▶ What the task asks:
Retype every line of the records exactly.
== Supplied material
PR #494, opened 2024-05-29
Add multiset benchmarks

### LINKED ISSUE #484: [ENHANCEMENT]: Add benchmarks for `static_multiset`

`static_multiset` is missing proper benchmarks as of now.

We should adhere to the existing `static_multimap` benchmarks, as well as some existing cudf join benchmark scenarios.

_No response_

### Additional context

_No response_

PointKernel:
Close #484

This PR adds benchmarks for multiset

### DIFF
--- a/benchmarks/CMakeLists.txt
+++ b/benchmarks/CMakeLists.txt
@@ -67,7 +67,10 @@ ConfigureBench(STATIC_MAP_BENCH
 ###################################################################################################
 # - static_multiset benchmarks --------------------------------------------------------------------
 ConfigureBench(STATIC_MULTISET_BENCH
-  hash_table/static_multiset/count_bench.cu)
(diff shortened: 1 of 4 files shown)


sleeepyjack (approved):
Very nice!

I guess at some point we want to add axes for `cg_size` and `window_size` and so on but that should be a separate PR.

Ready to merge 🚀

PointKernel:
We had such benchmarks at one point and it took about one hour to run the whole benchmark suite so I removed it.

sleeepyjack:
Yeah, we probably don't want to run the full sweep by default since it takes ages. However, it would be nice to define those axes but only run the default settings by-default. This way we can add more values via the command line in case we want to explore the parameter space.

PointKernel:
Make sense.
====
▶ Task solution:
PR #494, opened 2024-05-29
Add multiset benchmarks

### LINKED ISSUE #484: [ENHANCEMENT]: Add benchmarks for `static_multiset`

`static_multiset` is missing proper benchmarks as of now.

We should adhere to the existing `static_multimap` benchmarks, as well as some existing cudf join benchmark scenarios.

_No response_

### Additional context

_No response_

PointKernel:
Close #484

This PR adds benchmarks for multiset

### DIFF
--- a/benchmarks/CMakeLists.txt
+++ b/benchmarks/CMakeLists.txt
@@ -67,7 +67,10 @@ ConfigureBench(STATIC_MAP_BENCH
 ###################################################################################################
 # - static_multiset benchmarks --------------------------------------------------------------------
 ConfigureBench(STATIC_MULTISET_BENCH
-  hash_table/static_multiset/count_bench.cu)
(diff shortened: 1 of 4 files shown)


sleeepyjack (approved):
Very nice!

I guess at some point we want to add axes for `cg_size` and `window_size` and so on but that should be a separate PR.

Ready to merge 🚀

PointKernel:
We had such benchmarks at one point and it took about one hour to run the whole benchmark suite so I removed it.

sleeepyjack:
Yeah, we probably don't want to run the full sweep by default since it takes ages. However, it would be nice to define those axes but only run the default settings by-default. This way we can add more values via the command line in case we want to explore the parameter space.

PointKernel:
Make sense.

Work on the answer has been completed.